Человеческая деятельность в эпоху эллинизма, как известно, была в достаточной мере ограничена рамками частной жизни, а сам человек рассматривался не как гражданин (polites), но как частное лицо (idiotes). Однако, будучи в первую очередь человеком частным, эллинистический ученый, писатель, поэт мог в полной мере не только создавать произведения искусства, но и специализироваться на "критической" деятельности, оттачивая и углубляя свои способности эстетического суждения и субъективного вкуса. Еще у перипатетиков, последователей Аристотеля, таких, как Феофраст, Гераклид Понтийский, или Аристоксен, Иероним Родосский, или Праксифан с Родоса или Лесбоса, "критика" являлась только результатом их философского интереса к проблемам морали, человеческого характера, "этоса" литературного и музыкального произведения, художественного воспитания.

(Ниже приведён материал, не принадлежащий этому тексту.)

PR #1019, opened 2022-06-09
Added 4WD for DC Motor with L298N Configuration

Vrroom:
4 DC Motors controlled by 2 L298N motor controllers is one of the easiest and cheapest configurations to build. For example, in this build, I simply stuck the motors and screwed the motor controllers on a wooden plank. On the other side, I stuck a raspberry pi, a battery and a voltage converter (using double sided tape, **not** glue). I know the end result doesn't look pretty but it works. 

IMG_0422
IMG_0421

With this teeny-tiny contribution, new users will be able to build the cheapest RC car and be able to use it  with the rest of donkey car awesomeness right of the bat. If you guys think this is useful and would like me to improve the commit, please let me know. I'm willing to spend time documenting this (wherever the right place is).

### DIFF
--- a/donkeycar/templates/complete.py
+++ b/donkeycar/templates/complete.py
@@ -656,6 +656,36 @@ def drive(cfg, model_path=None, use_joystick=False, model_type=None,
         V.add(left_motor, inputs=['left_motor_speed'])
         V.add(right_motor, inputs=['right_motor_speed'])
 
+    elif cfg.DRIVE_TRAIN_TYPE == "DC_FOUR_WHEEL_L298N":
+        dt = cfg.DC_FOUR_WHEEL_L298N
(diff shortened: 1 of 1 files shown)


DocGarbanzo:
@Vrroom - I think this is a great idea, because here you build the car from scratch. We have documentation in the `donkey_docs` repo and it should be added there. It would also help if you can show the whole thing works - you might link to a short video seeing the car drives autonomously for example.

Vrroom:
@DocGarbanzo - sorry for the late response. I'm currently training the autopilot. It doesn't work well in practice. I tried it on a track in a nearby park and it kept going off it. I'll get that done and contribute the details to `donkey_docs`. Thanks for your response!!

PR #1029, opened 2022-07-07
add "sudo" to create symbolic link for locale.h in /usr/lib

dinesh-rt:


Ezward (approved):
Looks good.  Thanks for this.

Самостоятельная ценность чисто "критических" и филологических изысканий была обретена уже только у так называемых александрийцев (III-II вв. до н.э.), соединявших изысканную поэзию с ученой эрудицией, духом классификаторства, систематизации и коллекционерства. Однако эта деятельность ученых-поэтов и критиков-филологов заложила основы вообще всего европейского литературоведения и искусствознания. Стало совершенно необходимым, комментируя и толкуя древних поэтов, искать в них те черты, которые приближают их к воображаемому образу идеального поэта, а это значило непрестанно высказывать свои собственные эстетические оценки. Суждения о творчестве (poiёsis) поэта не могли быть вынесены без критического анализа его речи, или стиля (lexis), качества речи (idea), фигур (schёma), поэтических оборотов (tropos). При изучении произведения искусства неизменно обращались к вопросу о соответствии данного предмета его образцу. Вновь возникала неумирающая проблема подражания (mimesis) природе, истинной наставнице жизни и единственной подлинной художнице{284}.